PR #1387, opened 2022-02-24
Introduce IssueRelation as return-type for ListIssueRelations(…)

### LINKED ISSUE #1386: Make link_type on issue-relations available
Currently `IssueLinksService.ListIssueRelations(…)` returns an `[]*Issue`. Unfortunately this hides the information about the relation-type (`relates_to`, `blocks`,`is_blocked_by`) that is contained in the server-response in the field `link_type`.

As a workaround I created a new type `IssueRelation` which is basically a copy of `Issue` with the additional fields LinkType, LinkCreatedAt and LinkUpdatedAt:

```go
// IssueRelation gets a relation between two issues.
//
// GitLab API docs:
// https://docs.gitlab.com/ee/api/issue_links.html#list-issue-relations
type IssueRelation struct {
	LinkType      string     `json:"link_type"`
	LinkCreatedAt *time.Time `json:"link_created_at"`
	LinkUpdatedAt *time.Time `json:"link_updated_at"`

	ID                   int                    `json:"id"`
	IID                  int                    `json:"iid"`
	ExternalID           string                 `json:"external_id"`
	State                string                 `json:"state"`
	// …and so forth…
}
```

I am a bit unsure about this however, since it seems to me that the result we get from the server does not contain all fields of `Issue`. It however seems that it provides more data than is listed in the example response in the GitLab-api documentation, e.g. `epic`.

I created a pull request for this here: #1387

dse82:
The old return-type Issue hid the link_type, link_created_at and
link_updated_at available in the API-response.

Fixes #1386

### DIFF
--- a/go.mod
+++ b/go.mod
@@ -1,4 +1,4 @@
-module github.com/xanzy/go-gitlab
+module github.com/dse82/go-gitlab
 
 require (
 	github.com/google/go-querystring v1.1.0
--- a/issue_links.go
+++ b/issue_links.go
@@ -19,6 +19,7 @@ package gitlab
 import (
 	"fmt"
 	"net/http"
+	"time"
 )
 
 // IssueLinksService handles communication with the issue relations related methods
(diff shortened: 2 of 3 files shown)


svanharmelen:
I'm absolutely fine with using a dedicated struct here, but then lets make sure it only contains the fields that are actually returned by the API. Can you maybe find that from the docs or otherwise the GitLab code?

dse82:
I will do that.

svanharmelen:
@dse82 can you either update the struct and revert the `go.mod` change or close this PR? Otherwise it's just sitting here (I cannot merge it with that `go.mod` change).

Thanks!

dse82:
Hi @svanharmelen! Sorry for letting you wait. I didn't get to finalizing the change and won't probably in the next days. I will just close the MR and reopen it as soon as I got to finalizing the change.

svanharmelen:
All good 👍🏻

════════

An exact copy of all the entries is what's needed; write it out.

▶ **Exercise result**
PR #1387, opened 2022-02-24
Introduce IssueRelation as return-type for ListIssueRelations(…)

### LINKED ISSUE #1386: Make link_type on issue-relations available
Currently `IssueLinksService.ListIssueRelations(…)` returns an `[]*Issue`. Unfortunately this hides the information about the relation-type (`relates_to`, `blocks`,`is_blocked_by`) that is contained in the server-response in the field `link_type`.

As a workaround I created a new type `IssueRelation` which is basically a copy of `Issue` with the additional fields LinkType, LinkCreatedAt and LinkUpdatedAt:

```go
// IssueRelation gets a relation between two issues.
//
// GitLab API docs:
// https://docs.gitlab.com/ee/api/issue_links.html#list-issue-relations
type IssueRelation struct {
	LinkType      string     `json:"link_type"`
	LinkCreatedAt *time.Time `json:"link_created_at"`
	LinkUpdatedAt *time.Time `json:"link_updated_at"`

	ID                   int                    `json:"id"`
	IID                  int                    `json:"iid"`
	ExternalID           string                 `json:"external_id"`
	State                string                 `json:"state"`
	// …and so forth…
}
```

I am a bit unsure about this however, since it seems to me that the result we get from the server does not contain all fields of `Issue`. It however seems that it provides more data than is listed in the example response in the GitLab-api documentation, e.g. `epic`.

I created a pull request for this here: #1387

dse82:
The old return-type Issue hid the link_type, link_created_at and
link_updated_at available in the API-response.

Fixes #1386

### DIFF
--- a/go.mod
+++ b/go.mod
@@ -1,4 +1,4 @@
-module github.com/xanzy/go-gitlab
+module github.com/dse82/go-gitlab
 
 require (
 	github.com/google/go-querystring v1.1.0
--- a/issue_links.go
+++ b/issue_links.go
@@ -19,6 +19,7 @@ package gitlab
 import (
 	"fmt"
 	"net/http"
+	"time"
 )
 
 // IssueLinksService handles communication with the issue relations related methods
(diff shortened: 2 of 3 files shown)


svanharmelen:
I'm absolutely fine with using a dedicated struct here, but then lets make sure it only contains the fields that are actually returned by the API. Can you maybe find that from the docs or otherwise the GitLab code?

dse82:
I will do that.

svanharmelen:
@dse82 can you either update the struct and revert the `go.mod` change or close this PR? Otherwise it's just sitting here (I cannot merge it with that `go.mod` change).

Thanks!

dse82:
Hi @svanharmelen! Sorry for letting you wait. I didn't get to finalizing the change and won't probably in the next days. I will just close the MR and reopen it as soon as I got to finalizing the change.

svanharmelen:
All good 👍🏻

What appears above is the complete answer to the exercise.